* Your task
What is the number of lines in these entries that include "good"? Write that number and no other text.
[Start of section]
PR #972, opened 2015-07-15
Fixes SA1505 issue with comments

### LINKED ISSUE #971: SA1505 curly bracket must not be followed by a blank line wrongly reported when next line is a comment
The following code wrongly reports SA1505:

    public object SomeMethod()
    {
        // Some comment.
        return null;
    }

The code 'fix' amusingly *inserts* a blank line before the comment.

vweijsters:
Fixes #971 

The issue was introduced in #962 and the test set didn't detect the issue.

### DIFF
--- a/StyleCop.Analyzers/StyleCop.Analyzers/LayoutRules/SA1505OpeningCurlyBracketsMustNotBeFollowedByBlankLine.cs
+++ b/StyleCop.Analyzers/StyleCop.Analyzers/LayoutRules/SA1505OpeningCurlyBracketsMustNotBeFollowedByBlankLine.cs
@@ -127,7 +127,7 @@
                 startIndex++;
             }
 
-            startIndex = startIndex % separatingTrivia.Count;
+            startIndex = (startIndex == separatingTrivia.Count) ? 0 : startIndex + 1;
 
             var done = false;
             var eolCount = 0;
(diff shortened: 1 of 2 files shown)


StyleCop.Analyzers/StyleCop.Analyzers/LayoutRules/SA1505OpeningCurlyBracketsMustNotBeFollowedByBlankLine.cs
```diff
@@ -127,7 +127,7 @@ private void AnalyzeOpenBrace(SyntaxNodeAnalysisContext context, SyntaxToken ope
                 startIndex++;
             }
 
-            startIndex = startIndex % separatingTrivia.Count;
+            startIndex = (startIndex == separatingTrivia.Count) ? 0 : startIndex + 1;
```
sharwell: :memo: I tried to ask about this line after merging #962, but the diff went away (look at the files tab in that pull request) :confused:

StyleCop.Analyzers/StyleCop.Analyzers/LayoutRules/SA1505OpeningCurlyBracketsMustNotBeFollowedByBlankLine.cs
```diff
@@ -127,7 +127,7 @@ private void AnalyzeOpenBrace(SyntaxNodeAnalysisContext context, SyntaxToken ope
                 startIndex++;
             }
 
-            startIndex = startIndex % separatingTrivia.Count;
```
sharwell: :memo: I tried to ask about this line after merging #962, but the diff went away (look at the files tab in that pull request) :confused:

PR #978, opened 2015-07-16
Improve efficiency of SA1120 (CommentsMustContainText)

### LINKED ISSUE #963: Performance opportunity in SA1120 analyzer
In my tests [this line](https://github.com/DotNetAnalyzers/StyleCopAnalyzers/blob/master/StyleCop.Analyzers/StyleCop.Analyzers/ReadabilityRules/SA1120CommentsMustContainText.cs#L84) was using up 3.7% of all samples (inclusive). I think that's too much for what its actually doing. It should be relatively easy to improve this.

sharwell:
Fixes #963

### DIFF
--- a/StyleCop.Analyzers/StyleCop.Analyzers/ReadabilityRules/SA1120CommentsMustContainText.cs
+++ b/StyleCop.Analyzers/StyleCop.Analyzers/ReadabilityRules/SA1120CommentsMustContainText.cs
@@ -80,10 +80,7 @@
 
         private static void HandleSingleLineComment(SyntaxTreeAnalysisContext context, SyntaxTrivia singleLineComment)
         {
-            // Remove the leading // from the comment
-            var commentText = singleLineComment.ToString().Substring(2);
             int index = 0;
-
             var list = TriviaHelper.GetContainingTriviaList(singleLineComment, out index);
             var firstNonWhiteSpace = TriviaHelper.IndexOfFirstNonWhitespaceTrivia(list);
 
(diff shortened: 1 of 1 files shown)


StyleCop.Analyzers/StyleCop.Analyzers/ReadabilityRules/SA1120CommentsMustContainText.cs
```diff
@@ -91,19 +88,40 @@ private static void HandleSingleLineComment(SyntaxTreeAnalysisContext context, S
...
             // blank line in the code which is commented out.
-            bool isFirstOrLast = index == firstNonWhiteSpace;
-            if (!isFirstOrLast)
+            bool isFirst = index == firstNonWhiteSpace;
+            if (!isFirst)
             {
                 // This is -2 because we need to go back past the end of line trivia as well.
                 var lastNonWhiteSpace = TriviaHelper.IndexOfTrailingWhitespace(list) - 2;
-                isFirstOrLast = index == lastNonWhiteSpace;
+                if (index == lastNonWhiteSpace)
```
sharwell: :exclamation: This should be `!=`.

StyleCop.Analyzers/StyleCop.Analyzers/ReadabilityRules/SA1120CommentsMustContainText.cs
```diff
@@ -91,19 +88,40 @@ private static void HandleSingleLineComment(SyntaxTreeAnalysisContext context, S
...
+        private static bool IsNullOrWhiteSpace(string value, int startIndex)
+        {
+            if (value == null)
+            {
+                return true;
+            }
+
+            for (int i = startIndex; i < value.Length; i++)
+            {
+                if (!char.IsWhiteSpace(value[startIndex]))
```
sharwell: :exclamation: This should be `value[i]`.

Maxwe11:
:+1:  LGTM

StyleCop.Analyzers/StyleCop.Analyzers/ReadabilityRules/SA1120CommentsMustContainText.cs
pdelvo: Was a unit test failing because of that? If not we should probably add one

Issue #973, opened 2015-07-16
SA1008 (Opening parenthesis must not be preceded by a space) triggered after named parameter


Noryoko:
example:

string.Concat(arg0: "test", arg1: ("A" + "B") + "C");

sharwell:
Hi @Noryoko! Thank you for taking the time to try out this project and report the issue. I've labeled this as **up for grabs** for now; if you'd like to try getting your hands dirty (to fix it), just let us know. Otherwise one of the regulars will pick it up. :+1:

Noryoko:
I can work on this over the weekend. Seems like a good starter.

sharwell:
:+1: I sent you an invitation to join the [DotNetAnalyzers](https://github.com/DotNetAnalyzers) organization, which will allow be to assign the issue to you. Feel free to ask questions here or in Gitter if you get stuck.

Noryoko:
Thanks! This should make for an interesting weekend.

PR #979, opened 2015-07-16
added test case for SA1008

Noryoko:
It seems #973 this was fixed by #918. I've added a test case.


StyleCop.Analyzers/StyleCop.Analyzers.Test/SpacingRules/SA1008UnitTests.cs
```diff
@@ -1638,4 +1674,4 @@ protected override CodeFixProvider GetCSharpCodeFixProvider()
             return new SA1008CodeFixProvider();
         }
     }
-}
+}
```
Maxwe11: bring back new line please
[End of section]
[Start of section]
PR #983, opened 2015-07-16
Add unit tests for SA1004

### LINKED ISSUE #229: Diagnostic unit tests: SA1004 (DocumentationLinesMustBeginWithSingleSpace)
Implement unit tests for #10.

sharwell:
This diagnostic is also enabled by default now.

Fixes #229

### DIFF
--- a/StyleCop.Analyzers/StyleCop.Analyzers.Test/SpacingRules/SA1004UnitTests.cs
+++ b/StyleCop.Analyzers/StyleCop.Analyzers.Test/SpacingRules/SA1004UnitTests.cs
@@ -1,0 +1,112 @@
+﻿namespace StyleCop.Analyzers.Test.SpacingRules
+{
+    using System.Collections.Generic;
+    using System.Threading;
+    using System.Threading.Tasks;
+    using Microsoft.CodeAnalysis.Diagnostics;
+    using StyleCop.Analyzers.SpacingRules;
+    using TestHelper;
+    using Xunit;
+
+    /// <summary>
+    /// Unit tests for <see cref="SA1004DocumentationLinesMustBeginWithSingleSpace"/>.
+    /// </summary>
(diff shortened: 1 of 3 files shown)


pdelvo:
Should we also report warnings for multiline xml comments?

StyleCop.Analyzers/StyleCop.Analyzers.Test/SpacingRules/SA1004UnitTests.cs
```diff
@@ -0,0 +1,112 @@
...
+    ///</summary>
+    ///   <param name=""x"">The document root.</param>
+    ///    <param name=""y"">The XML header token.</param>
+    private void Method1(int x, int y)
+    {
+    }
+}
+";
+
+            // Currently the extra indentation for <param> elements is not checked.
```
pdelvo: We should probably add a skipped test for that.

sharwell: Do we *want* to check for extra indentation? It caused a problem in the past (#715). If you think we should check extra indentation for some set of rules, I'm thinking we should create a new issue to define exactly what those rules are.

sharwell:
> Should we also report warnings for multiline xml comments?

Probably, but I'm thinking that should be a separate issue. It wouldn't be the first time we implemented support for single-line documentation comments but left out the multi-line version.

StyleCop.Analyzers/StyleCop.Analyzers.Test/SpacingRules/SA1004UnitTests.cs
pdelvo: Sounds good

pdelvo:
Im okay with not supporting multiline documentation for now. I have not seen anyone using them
[End of section]
* Exercise result
2